THE PROBLEM> Would you print all of the entries word for word?

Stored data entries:
..............................

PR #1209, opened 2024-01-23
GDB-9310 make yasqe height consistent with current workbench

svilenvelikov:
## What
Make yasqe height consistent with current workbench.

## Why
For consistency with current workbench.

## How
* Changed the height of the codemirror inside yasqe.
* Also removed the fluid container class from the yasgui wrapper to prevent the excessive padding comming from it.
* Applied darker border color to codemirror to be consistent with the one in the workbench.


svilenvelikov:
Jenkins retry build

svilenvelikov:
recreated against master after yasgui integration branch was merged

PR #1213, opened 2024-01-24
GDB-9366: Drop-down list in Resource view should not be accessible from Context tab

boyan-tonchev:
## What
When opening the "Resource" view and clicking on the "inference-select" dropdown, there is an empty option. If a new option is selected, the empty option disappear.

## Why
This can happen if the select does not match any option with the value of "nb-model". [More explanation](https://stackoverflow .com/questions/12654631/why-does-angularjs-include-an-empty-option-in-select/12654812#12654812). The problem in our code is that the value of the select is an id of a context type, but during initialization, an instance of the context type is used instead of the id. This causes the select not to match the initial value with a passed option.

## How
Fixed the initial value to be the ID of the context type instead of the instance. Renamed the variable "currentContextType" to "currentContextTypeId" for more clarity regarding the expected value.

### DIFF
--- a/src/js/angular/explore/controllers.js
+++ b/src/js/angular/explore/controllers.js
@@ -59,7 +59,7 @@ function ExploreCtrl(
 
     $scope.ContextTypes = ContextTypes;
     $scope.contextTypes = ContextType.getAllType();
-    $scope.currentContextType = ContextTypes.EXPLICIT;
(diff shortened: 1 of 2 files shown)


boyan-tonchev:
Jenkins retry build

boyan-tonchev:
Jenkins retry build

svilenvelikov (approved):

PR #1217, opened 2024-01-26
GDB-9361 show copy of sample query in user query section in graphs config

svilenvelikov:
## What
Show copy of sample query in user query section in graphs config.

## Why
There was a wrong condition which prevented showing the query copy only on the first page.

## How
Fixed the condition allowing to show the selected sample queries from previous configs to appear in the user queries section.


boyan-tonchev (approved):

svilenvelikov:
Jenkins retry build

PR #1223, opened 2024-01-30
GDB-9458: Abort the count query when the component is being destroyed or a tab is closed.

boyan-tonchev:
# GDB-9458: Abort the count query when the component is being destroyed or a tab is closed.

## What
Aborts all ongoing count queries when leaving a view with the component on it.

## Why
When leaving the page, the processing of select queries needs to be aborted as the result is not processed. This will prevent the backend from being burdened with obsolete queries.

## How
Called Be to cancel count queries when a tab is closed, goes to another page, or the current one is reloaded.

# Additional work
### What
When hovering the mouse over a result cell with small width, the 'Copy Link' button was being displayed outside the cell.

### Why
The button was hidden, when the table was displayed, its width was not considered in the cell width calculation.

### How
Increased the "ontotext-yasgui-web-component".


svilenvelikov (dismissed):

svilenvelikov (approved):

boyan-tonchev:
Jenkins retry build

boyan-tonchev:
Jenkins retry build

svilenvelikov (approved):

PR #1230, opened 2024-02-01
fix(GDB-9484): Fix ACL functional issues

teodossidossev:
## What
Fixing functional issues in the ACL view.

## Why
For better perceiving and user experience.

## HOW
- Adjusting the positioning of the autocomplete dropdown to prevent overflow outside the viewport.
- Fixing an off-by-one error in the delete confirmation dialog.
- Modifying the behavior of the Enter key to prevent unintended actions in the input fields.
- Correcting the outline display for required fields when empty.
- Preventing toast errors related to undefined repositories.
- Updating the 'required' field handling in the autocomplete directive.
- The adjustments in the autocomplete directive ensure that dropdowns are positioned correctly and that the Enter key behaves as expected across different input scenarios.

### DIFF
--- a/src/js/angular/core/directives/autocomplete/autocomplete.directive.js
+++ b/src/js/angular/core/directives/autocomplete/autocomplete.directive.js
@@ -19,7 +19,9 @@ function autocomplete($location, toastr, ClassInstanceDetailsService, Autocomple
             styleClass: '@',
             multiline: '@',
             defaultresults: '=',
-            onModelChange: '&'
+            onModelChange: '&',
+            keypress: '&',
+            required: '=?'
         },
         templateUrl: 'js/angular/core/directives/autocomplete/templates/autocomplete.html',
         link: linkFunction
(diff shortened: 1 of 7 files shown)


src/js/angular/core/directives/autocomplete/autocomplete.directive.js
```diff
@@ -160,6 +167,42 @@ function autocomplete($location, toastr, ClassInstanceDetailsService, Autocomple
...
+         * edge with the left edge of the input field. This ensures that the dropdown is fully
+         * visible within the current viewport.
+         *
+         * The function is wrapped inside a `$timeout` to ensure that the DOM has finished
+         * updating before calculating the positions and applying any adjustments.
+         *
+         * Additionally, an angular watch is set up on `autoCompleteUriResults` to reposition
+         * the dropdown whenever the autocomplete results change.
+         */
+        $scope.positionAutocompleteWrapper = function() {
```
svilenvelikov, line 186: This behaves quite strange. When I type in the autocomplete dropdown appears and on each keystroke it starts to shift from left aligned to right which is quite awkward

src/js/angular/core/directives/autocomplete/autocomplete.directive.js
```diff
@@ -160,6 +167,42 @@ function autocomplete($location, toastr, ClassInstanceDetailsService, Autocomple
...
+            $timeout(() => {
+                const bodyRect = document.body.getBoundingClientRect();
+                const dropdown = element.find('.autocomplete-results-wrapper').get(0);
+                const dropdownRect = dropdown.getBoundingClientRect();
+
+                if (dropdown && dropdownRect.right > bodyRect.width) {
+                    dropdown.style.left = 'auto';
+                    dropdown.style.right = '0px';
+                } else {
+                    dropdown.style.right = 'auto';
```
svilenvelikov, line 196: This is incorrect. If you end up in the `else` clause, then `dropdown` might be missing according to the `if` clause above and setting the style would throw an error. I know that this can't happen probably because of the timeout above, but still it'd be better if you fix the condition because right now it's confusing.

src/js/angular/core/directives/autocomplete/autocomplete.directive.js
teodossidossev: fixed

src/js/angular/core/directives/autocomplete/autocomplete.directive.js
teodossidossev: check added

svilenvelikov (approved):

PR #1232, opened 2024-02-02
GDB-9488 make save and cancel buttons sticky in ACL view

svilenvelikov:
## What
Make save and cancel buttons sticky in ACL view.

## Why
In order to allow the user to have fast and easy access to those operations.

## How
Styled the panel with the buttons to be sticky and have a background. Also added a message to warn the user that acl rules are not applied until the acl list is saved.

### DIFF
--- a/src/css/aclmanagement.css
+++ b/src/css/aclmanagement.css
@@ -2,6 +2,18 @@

..............................

SOLUTION TO THE EXERCISE>
PR #1209, opened 2024-01-23
GDB-9310 make yasqe height consistent with current workbench

svilenvelikov:
## What
Make yasqe height consistent with current workbench.

## Why
For consistency with current workbench.

## How
* Changed the height of the codemirror inside yasqe.
* Also removed the fluid container class from the yasgui wrapper to prevent the excessive padding comming from it.
* Applied darker border color to codemirror to be consistent with the one in the workbench.


svilenvelikov:
Jenkins retry build

svilenvelikov:
recreated against master after yasgui integration branch was merged

PR #1213, opened 2024-01-24
GDB-9366: Drop-down list in Resource view should not be accessible from Context tab

boyan-tonchev:
## What
When opening the "Resource" view and clicking on the "inference-select" dropdown, there is an empty option. If a new option is selected, the empty option disappear.

## Why
This can happen if the select does not match any option with the value of "nb-model". [More explanation](https://stackoverflow .com/questions/12654631/why-does-angularjs-include-an-empty-option-in-select/12654812#12654812). The problem in our code is that the value of the select is an id of a context type, but during initialization, an instance of the context type is used instead of the id. This causes the select not to match the initial value with a passed option.

## How
Fixed the initial value to be the ID of the context type instead of the instance. Renamed the variable "currentContextType" to "currentContextTypeId" for more clarity regarding the expected value.

### DIFF
--- a/src/js/angular/explore/controllers.js
+++ b/src/js/angular/explore/controllers.js
@@ -59,7 +59,7 @@ function ExploreCtrl(
 
     $scope.ContextTypes = ContextTypes;
     $scope.contextTypes = ContextType.getAllType();
-    $scope.currentContextType = ContextTypes.EXPLICIT;
(diff shortened: 1 of 2 files shown)


boyan-tonchev:
Jenkins retry build

boyan-tonchev:
Jenkins retry build

svilenvelikov (approved):

PR #1217, opened 2024-01-26
GDB-9361 show copy of sample query in user query section in graphs config

svilenvelikov:
## What
Show copy of sample query in user query section in graphs config.

## Why
There was a wrong condition which prevented showing the query copy only on the first page.

## How
Fixed the condition allowing to show the selected sample queries from previous configs to appear in the user queries section.


boyan-tonchev (approved):

svilenvelikov:
Jenkins retry build

PR #1223, opened 2024-01-30
GDB-9458: Abort the count query when the component is being destroyed or a tab is closed.

boyan-tonchev:
# GDB-9458: Abort the count query when the component is being destroyed or a tab is closed.

## What
Aborts all ongoing count queries when leaving a view with the component on it.

## Why
When leaving the page, the processing of select queries needs to be aborted as the result is not processed. This will prevent the backend from being burdened with obsolete queries.

## How
Called Be to cancel count queries when a tab is closed, goes to another page, or the current one is reloaded.

# Additional work
### What
When hovering the mouse over a result cell with small width, the 'Copy Link' button was being displayed outside the cell.

### Why
The button was hidden, when the table was displayed, its width was not considered in the cell width calculation.

### How
Increased the "ontotext-yasgui-web-component".


svilenvelikov (dismissed):

svilenvelikov (approved):

boyan-tonchev:
Jenkins retry build

boyan-tonchev:
Jenkins retry build

svilenvelikov (approved):

PR #1230, opened 2024-02-01
fix(GDB-9484): Fix ACL functional issues

teodossidossev:
## What
Fixing functional issues in the ACL view.

## Why
For better perceiving and user experience.

## HOW
- Adjusting the positioning of the autocomplete dropdown to prevent overflow outside the viewport.
- Fixing an off-by-one error in the delete confirmation dialog.
- Modifying the behavior of the Enter key to prevent unintended actions in the input fields.
- Correcting the outline display for required fields when empty.
- Preventing toast errors related to undefined repositories.
- Updating the 'required' field handling in the autocomplete directive.
- The adjustments in the autocomplete directive ensure that dropdowns are positioned correctly and that the Enter key behaves as expected across different input scenarios.

### DIFF
--- a/src/js/angular/core/directives/autocomplete/autocomplete.directive.js
+++ b/src/js/angular/core/directives/autocomplete/autocomplete.directive.js
@@ -19,7 +19,9 @@ function autocomplete($location, toastr, ClassInstanceDetailsService, Autocomple
             styleClass: '@',
             multiline: '@',
             defaultresults: '=',
-            onModelChange: '&'
+            onModelChange: '&',
+            keypress: '&',
+            required: '=?'
         },
         templateUrl: 'js/angular/core/directives/autocomplete/templates/autocomplete.html',
         link: linkFunction
(diff shortened: 1 of 7 files shown)


src/js/angular/core/directives/autocomplete/autocomplete.directive.js
```diff
@@ -160,6 +167,42 @@ function autocomplete($location, toastr, ClassInstanceDetailsService, Autocomple
...
+         * edge with the left edge of the input field. This ensures that the dropdown is fully
+         * visible within the current viewport.
+         *
+         * The function is wrapped inside a `$timeout` to ensure that the DOM has finished
+         * updating before calculating the positions and applying any adjustments.
+         *
+         * Additionally, an angular watch is set up on `autoCompleteUriResults` to reposition
+         * the dropdown whenever the autocomplete results change.
+         */
+        $scope.positionAutocompleteWrapper = function() {
```
svilenvelikov, line 186: This behaves quite strange. When I type in the autocomplete dropdown appears and on each keystroke it starts to shift from left aligned to right which is quite awkward

src/js/angular/core/directives/autocomplete/autocomplete.directive.js
```diff
@@ -160,6 +167,42 @@ function autocomplete($location, toastr, ClassInstanceDetailsService, Autocomple
...
+            $timeout(() => {
+                const bodyRect = document.body.getBoundingClientRect();
+                const dropdown = element.find('.autocomplete-results-wrapper').get(0);
+                const dropdownRect = dropdown.getBoundingClientRect();
+
+                if (dropdown && dropdownRect.right > bodyRect.width) {
+                    dropdown.style.left = 'auto';
+                    dropdown.style.right = '0px';
+                } else {
+                    dropdown.style.right = 'auto';
```
svilenvelikov, line 196: This is incorrect. If you end up in the `else` clause, then `dropdown` might be missing according to the `if` clause above and setting the style would throw an error. I know that this can't happen probably because of the timeout above, but still it'd be better if you fix the condition because right now it's confusing.

src/js/angular/core/directives/autocomplete/autocomplete.directive.js
teodossidossev: fixed

src/js/angular/core/directives/autocomplete/autocomplete.directive.js
teodossidossev: check added

svilenvelikov (approved):

PR #1232, opened 2024-02-02
GDB-9488 make save and cancel buttons sticky in ACL view

svilenvelikov:
## What
Make save and cancel buttons sticky in ACL view.

## Why
In order to allow the user to have fast and easy access to those operations.

## How
Styled the panel with the buttons to be sticky and have a background. Also added a message to warn the user that acl rules are not applied until the acl list is saved.

### DIFF
--- a/src/css/aclmanagement.css
+++ b/src/css/aclmanagement.css
@@ -2,6 +2,18 @@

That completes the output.